Habilidades
Tenía yo, en mi remota juventud, un profesor de Formación de Espíritu Nacional, don Crescencio, que admiraba a los duques de Windsor porque la historia de amor que vivieron, tan intensa y verdadera, demostraba que el amor existe, que no es un mito romántico. El duque de Windsor había sido rey del imperio británico durante un año y luego había renunciado al trono por el amor de una americana huesuda y francamente fea, la señora Wallis Simpson, dos veces divorciada, antipática y caprichosa. La señora mantenía un idilio paralelo con el embajador de la alemania nazi, Von Ribbentrop, que le enviaba cada día diecisiete claveles. El servicio secreto creía que los claveles recordaban otras tantas cohabitaciones en sólo una noche.
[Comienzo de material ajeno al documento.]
PR #165, opened 2017-05-30
DISPATCH-209 : add a linear 3-router linkroute test

mgoulish:
test #4 -- 3-router link-route

### DIFF
--- a/console/hawtio/src/main/webapp/plugin/js/qdrList.js
+++ b/console/hawtio/src/main/webapp/plugin/js/qdrList.js
@@ -100,8 +100,8 @@ var QDR = (function(QDR) {
           $scope.fetchingLog = false;
           var statusCode = context.message.application_properties.statusCode;
           if (statusCode < 200 || statusCode >= 300) {
-            Core.notification('error', context.message.application_properties.statusDescription);
-            //QDR.log.debug(context.message.application_properties.statusDescription)
+            Core.notification('error', context.message.statusDescription);
+            //QDR.log.debug(context.message.statusDescription)
             return;
           }
           $scope.logResults = response.filter( function (entry) {
@@ -639,8 +639,8 @@ var QDR = (function(QDR) {
     function gotMethodResponse (nodeName, entity, response, context) {
       var statusCode = context.message.application_properties.statusCode;
       if (statusCode < 200 || statusCode >= 300) {
-        Core.notification('error', context.message.application_properties.statusDescription);
-        //QDR.log.debug(context.message.application_properties.statusDescription)
+        Core.notification('error', context.message.statusDescription);
+        //QDR.log.debug(context.message.statusDescription)
       } else {
         var note = entity + " " + $filter('Pascalcase')($scope.currentMode.op) + "d"
         Core.notification('success', note);
--- a/console/hawtio/src/main/webapp/plugin/js/qdrOverviewLogsController.js
+++ b/console/hawtio/src/main/webapp/plugin/js/qdrOverviewLogsController.js
@@ -26,7 +26,7 @@ var QDR = (function(QDR) {
       var gotLogInfo = function (nodeId, entity, response, context) {
         var statusCode = context.message.application_properties.statusCode;
         if (statusCode < 200 || statusCode >= 300) {
-          Core.notification('error', context.message.application_properties.statusDescription);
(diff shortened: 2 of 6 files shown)


mgoulish:
I had an 8-in-100 failure rate suddenly appear on test #3 -- so... I made on_sendable handling smarter and that gave me 4-in-100 failure rate -- all on teardown only.    I then changed a little bit how all four tests shut down -- borrowing an interesting line from another test (null out the timer after clearing it) -- and now I have  0 failures in 400 iterations -- also no teardown failures.

mgoulish:
WAIT

I just had a failure on my tests while running them in the context of a full "make check" -- investigating.....

tests/system_tests_three_routers.py
```diff
@@ -96,10 +124,24 @@ def router ( name, connection_1, connection_2=None ):
                          'port': inter_router_port_A,
                          'verifyHostName': 'no'
                        }
+                   ),
+                   ( 'linkRoute',
+                     { 'prefix': cls.linkroute_prefix,
+                       'containerId': 'QDR.A',
```
ted-ross: These containerId lines have no effect and are misleading.

tests/system_tests_three_routers.py
```diff
@@ -335,36 +417,124 @@ def on_start ( self, event ):
...
+    def __init__ ( self, addr_listening_for_route_container, linkroute_prefix, qdstat_address, send_address ):
+        super(LinkRoute, self).__init__(prefetch=0)
+        self.addr_listening_for_route_container = addr_listening_for_route_container
+        self.send_address = send_address
+        self.linkroute_prefix = linkroute_prefix
+        self.qdstat_address = qdstat_address
+        self.error      = None
+        self.send_connection = None
+        self.recv_connection = None
+        self.false_statement = "This is not the message you are looking for."
```
ted-ross: For anyone trying to understand how this test works, this text is misleading.

tests/system_tests_three_routers.py
```diff
@@ -335,36 +417,124 @@ def on_start ( self, event ):
...
+
+
+    def on_start(self, event):
+        # Iff this timer expires, the test fails.
+        self.timer = event.reactor.schedule ( 5, Timeout(self) )
+
+        # Create the receiver only at start time.
+        # Sender-creation has to wait until we know that the address is available.
+        self.recv_connection = event.container.connect ( self.addr_listening_for_route_container )
+        self.receiver = event.container.create_receiver ( self.recv_connection, None, dynamic=True )
```
ted-ross: Why is this receiver here?  It serves no purpose in the test.

tests/system_tests_three_routers.py
```diff
@@ -335,36 +417,124 @@ def on_start ( self, event ):
...
+
+
+    def on_link_opening ( self, event ):
+        if event.receiver:
+            event.receiver.flow(1)
+
+
+    def on_connection_remote_open ( self, event ):
```
ted-ross: Doing this blocking, synchronous operation in a reactive event handler is not a good practice.  The reactor is prevented from maintaining its connections for the entire duration of this function.
There is an example in system_tests_multi_tenancy (LinkRouteTest) that does what's needed to wait for the link-route to propagate within the reactive framework.

tests/system_tests_three_routers.py
```diff
@@ -335,36 +417,124 @@ def on_start ( self, event ):
...
+        # Iff this timer expires, the test fails.
+        self.timer = event.reactor.schedule ( 5, Timeout(self) )
+
+        # Create the receiver only at start time.
+        # Sender-creation has to wait until we know that the address is available.
+        self.recv_connection = event.container.connect ( self.addr_listening_for_route_container )
+        self.receiver = event.container.create_receiver ( self.recv_connection, None, dynamic=True )
+
+
+    def on_link_opening ( self, event ):
```
ted-ross: When handing an unsolicited incoming link-attach, this handler must copy the addresses from the remote to the local.  If you trace the operation of this test, you will see that the returning attach (from the initial attach to "myLinkRoute") does not contain an address.  This is a protocol violation and it is by luck that the link correctly transfers the message.
The system_tests_multi_tenancy/LinkRouteTest test can be used an an example of the correct way to handle a link-routed attach.

PR #168, opened 2017-06-20
crolke dev annotations - work in progress PR for review

ChugR:
**DO NOT COMMIT THIS PULL REQUEST** It is for review only.

This work adds a new annotation scheme for inter-router annotations. The old method put a variable number (0..4) of key-value pairs into the message annotations map at the end of the map. The new method puts in a single list of four elements at the beginning of the message annotations map.

In order to be backwards compatible there is some amount of version sensing and translating between annotation formats. This could be improved in a number of ways.

This commit still fails two self tests: system_tests_one_router and system_tests_two_routers in their annotation handling sections. The V1 vs V2 annotation feature is not tested much at all. That is in the works after the general strategy is approved.

### DIFF
--- a/CMakeLists.txt
+++ b/CMakeLists.txt
@@ -132,7 +132,7 @@ include_directories(
     )
 
 if (NOT CMAKE_SYSTEM_NAME STREQUAL SunOS)
- add_compile_options(-Werror)
+ #add_compile_options(-Werror)
  add_compile_options(-Wall)
  include(CheckCCompilerFlag)
  check_c_compiler_flag(-Wpedantic HAS_PEDANTIC_FLAG)
--- a/CMakeLists.txt
+++ b/CMakeLists.txt
@@ -132,7 +132,7 @@ include_directories(
     )
 
 if (NOT CMAKE_SYSTEM_NAME STREQUAL SunOS)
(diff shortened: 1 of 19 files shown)


ganeshmurthy:
@ChugR , I downloaded this PR and I see the following code repeated twice in qd_message_send() in message.c

    //
    // Send delivery annotation if present
    //
    if (content->section_delivery_annotation.length > 0) {
        buf    = content->section_delivery_annotation.buffer;
        cursor = content->section_delivery_annotation.offset + qd_buffer_base(buf);
        advance(&cursor, &buf,
                content->section_delivery_annotation.length + content->section_delivery_annotation.hdr_length,
                send_handler, (void*) pnl);
    }

ChugR:
Well spotted. That's a mistake from a failed merge conflict. Will fix.

ChugR:
The straight new V2 method offers about a 35% message rate improvement over the existing method that shipped in 0.8.x. However, the new way of doing the original method offers a 25% improvement. I'm withdrawing this PR and working on better processing of "the old way". 

Keeping the old annotations eliminates incompatible versions V1 vs V2, reduces code clutter, eliminates peer version detection, and simplifies testing.

PR #169, opened 2017-06-20
DISPATCH-788 - Part 2 - Added a list of peer references in case there…

ganeshmurthy:
… is more than one peer. This will help in the future when we introduce large message streaming

### DIFF
--- a/src/router_core/transfer.c
+++ b/src/router_core/transfer.c
@@ -412,6 +412,13 @@ static void qdr_delete_delivery_internal_CT(qdr_core_t *core, qdr_delivery_t *de
     free_qdr_delivery_t(delivery);
 }
 
+static bool qdr_delivery_has_peer_CT(qdr_delivery_t *dlv)
+{
+    if (!dlv->peer && DEQ_SIZE(dlv->peers) == 0)
+        return false;
+    return true;
+}
+
 
 void qdr_delivery_link_peers_CT(qdr_delivery_t *in_dlv, qdr_delivery_t *out_dlv)
 {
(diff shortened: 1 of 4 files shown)


src/router_core/transfer.c
```diff
@@ -412,14 +412,41 @@ static void qdr_delete_delivery_internal_CT(qdr_core_t *core, qdr_delivery_t *de
     free_qdr_delivery_t(delivery);
 }
 
+static bool qdr_delivery_has_peer_CT(qdr_delivery_t *dlv)
+{
+    if (!dlv->peer && DEQ_SIZE(dlv->peers) == 0)
```
ted-ross: You could do this more elegantly like this:
    return dlv->peer || DEQ_SIZE(dlv->peers) > 0;

src/router_core/transfer.c
```diff
@@ -412,14 +412,41 @@ static void qdr_delete_delivery_internal_CT(qdr_core_t *core, qdr_delivery_t *de
...
+            // This is the first time we know that in_dlv is going to have more than one peer.
+            // There is already a peer in the in_dlv->peer pointer, move it into a list and zero it out.
+            qdr_add_delivery_ref_CT(&in_dlv->peers, in_dlv->peer);
+
+            // Zero out the peer pointer. Since there is more than one peer, this peer has been moved to the "peers" linked list.
+            // All peers will now reside in the peers linked list. No need to decref/incref here because you are transferring ownership.
+            in_dlv->peer = 0;
+        }
+
+        out_dlv->peer = in_dlv;
```
ted-ross: Minor point:  You repeat this line.  Why not do this once outside of the if-then-else.  The condition does not affect the backward linkage from out to in.

PR #170, opened 2017-06-29
DISPATCH-209 : linkroute test better for proactor

mgoulish:
I stole code from LinkRoute test in multi tenancy system test -- to make my linkroute test better for proactor -- don't hog control so long while checking for linkroute address to appear at the far router.

All 4 tests survived a 100-iteration test on my machine.

### DIFF
--- a/tests/system_tests_three_routers.py
+++ b/tests/system_tests_three_routers.py
@@ -18,11 +18,14 @@
 #
 
 import unittest, os, json
-from subprocess import PIPE, STDOUT
-from proton import Message, PENDING, ACCEPTED, REJECTED, RELEASED, SSLDomain, SSLUnavailable, Timeout
-from system_test import TestCase, Qdrouterd, main_module, DIR, TIMEOUT, Process
+from subprocess      import PIPE, STDOUT
+from proton          import Message, PENDING, ACCEPTED, REJECTED, RELEASED, SSLDomain, SSLUnavailable, Timeout
+from system_test     import TestCase, Qdrouterd, main_module, DIR, TIMEOUT, Process
 from proton.handlers import MessagingHandler
-from proton.reactor import Container, AtMostOnce, AtLeastOnce, DynamicNodeProperties, LinkOption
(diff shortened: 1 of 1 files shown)


tests/system_tests_three_routers.py
```diff
@@ -373,5 +433,189 @@ def run(self):
...
+            event.receiver.flow ( self.count )
+
+        if event.receiver == self.route_check_receiver:
+            self.proxy = RouterProxy ( self.route_check_receiver.remote_source.address )
+            self.poll()
+
+
+    def on_link_opening ( self, event ):
+        if event.receiver:
+            event.receiver.target.address = self.route_container
```
ted-ross: self.route_container is a host address (0.0.0.0:<some-port>), not an AMQP address.  If you look at the trace of the test, you will see that the addresses in the paired attach frames are different.  This should not be the case.

tests/system_tests_three_routers.py
```diff
@@ -373,5 +433,189 @@ def run(self):
...
+
+        if event.receiver == self.route_check_receiver:
+            response = self.proxy.response(event.message)
+            if response.status_code == 200 and (response.remoteCount + response.containerCount) > 0:
+                if self.route_check_timer :
+                    self.route_check_timer.cancel()
+                    self.route_check_timer = None
+                # After address appears at the far end of my router line, (router A)
+                # give more time to let it finish propagating.
+                time.sleep ( 2 )
```
ted-ross: Is this sleep really necessary?  Why do you need to allow more time for propagation when you have just verified that the propagation is complete?

tests/system_tests_three_routers.py
```diff
@@ -373,5 +433,189 @@ def run(self):
...
+
+    def on_timer_task(self, event):
+        self.parent.timeout()
+
+
+class LinkRoute ( MessagingHandler ):
+
+    """
+        Set up and use a link-route, to send a message this way:
+            receiver <--- A <--- B <--- C <--- sender
```
ted-ross: More information is needed here.   Which endpoint is the initiator of the link?  Which endpoint is connected as the route_container?

mgoulish:
new one coming shortly...

PR #172, opened 2017-07-06
DISPATCH-767 - Added code to support multi frame message streaming

ganeshmurthy:


src/message.c
```diff
@@ -1151,89 +1287,140 @@ void qd_message_send(qd_message_t *in_msg,
...
+    // How many receivers does this message have?
+    int                  fanout   = qd_message_fanout(in_msg);
 
-    // Process  the message annotations if any
-    compose_message_annotations(msg, &new_ma, strip_annotations);
+    if (msg->sent_depth < QD_DEPTH_MESSAGE_ANNOTATIONS) {
+        //
+        // Start with the very first buffer;
+        //
+        buf = DEQ_HEAD(content->buffers);
```
alanconway: No lock here? What's the protocol for protecting buffers between send/receive threads? We can't let threads work concurrently on the same buffer (in particular change the buffer size) We could lock the use of buffers, not just the enqueue/deque, or there are some other options.

src/message.c
```diff
@@ -1151,89 +1287,140 @@ void qd_message_send(qd_message_t *in_msg,
...
-        buf = DEQ_NEXT(buf);
+        size_t buf_size = qd_buffer_size(buf);
+
+        // This will send the remaining data in the buffer if any.
+        pn_link_send(pnl, (char*) qd_buffer_at(buf, msg->cursor.offset), buf_size - msg->cursor.offset);
+
+        // If the entire message has been received,  there is no need to lock before sending because no one else is
+        // trying to modify the data structure.
+        if (!receive_complete)
+            sys_mutex_lock(msg->content->lock);
```
alanconway: I wouldn't bother with the conditional lock  - if there's no contention the cost of the lock is small, and the condition introduces one more way for a future programmer to screw up the thread safety logic by mistake.

src/router_core/forwarder.c
```diff
@@ -395,9 +415,22 @@ int qdr_forward_closest_CT(qdr_core_t      *core,
...
+        bool receive_complete = qd_message_receive_complete(msg);
         qdr_subscription_t *sub = DEQ_HEAD(addr->subscriptions);
         if (sub) {
-            qdr_forward_on_message_CT(core, sub, in_delivery ? in_delivery->link : 0, msg);
+
+            //
+            // Only if the message has been completely received, forward it.
+            // Subscriptions, at the moment, dont have the ability to deal with partial messages
+            //
+            if (receive_complete)
```
alanconway: For streaming we need to start forwarding before completion.

PR #176, opened 2017-07-13
DISPATCH 209 -- add 3-router test for  closest message distribution

mgoulish:
After I close the receivers -- but there are still probably messages in-flight -- Proton spews an error (which should probably be a warning) that some handle no longer exists.  I think it ought to be left this way, because this is the most likely way a user would close a receiver when he's done with it.

### DIFF
--- a/doc/man/qdmanage.8.adoc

Existen fundadas razones para sospechar que el principal, y quizá único, atractivo de la señora Simpson estribaba en su dominio de técnicas sexuales orientales aprendidas, tiempo atrás, en un burdel chino, especialmente la llamada Cleopatra´s grip, o presa de Cleopatra que consiste en el entrenar el músculo de la vagina para que apriete el pene o pilila en una especie de movimientos peristálticos la mar de gustosos. Los duques de Windsor coqueteaban, no sólo sexualmente, con la Alemania nazi, por lo que Churchill los envió a las Bahamas para evitar que enredaran. En las paradisíacas islas, los duques amistaron con un negrazo y lo pusieron a su servicio como criado para todo. Mientras Europa ardía en la Segunda Guerra Mundial, la pareja (ahora trío) siguió con su vida desenfadada y alcohólica, como una balsa de felicidad que sobrenadara un océano de miseria y dolor, el secreto encanto de las monarquías. El caso es que, andando el tiempo, don Crescencio, vuelvo a mi profesor, el que estaba prendado de los duques de Windsor, vivió su propia y desastrada historia de amor (y supongo que de celos, o de desamor) porque mató a su amante otoñal en el cuarto de baño de la casa solariega donde vivían y luego se pegó un tiro. Encontraron los cadáveres, superpuestos y confundidos en su consunción, meses después.
Hace un rato, en el quiosco de prensa de un aeropuerto, he visto un libro de Rosa Montero sobre amantes famosos que trae a los duques de Windsor en la portada. Pergeño estas líneas en el margen de un periódico, por distraerme en algo mientras el avión despega, acojonadillo, que esto de volar es querer adelantarse a Dios, como le tengo dicho a Juan Sol.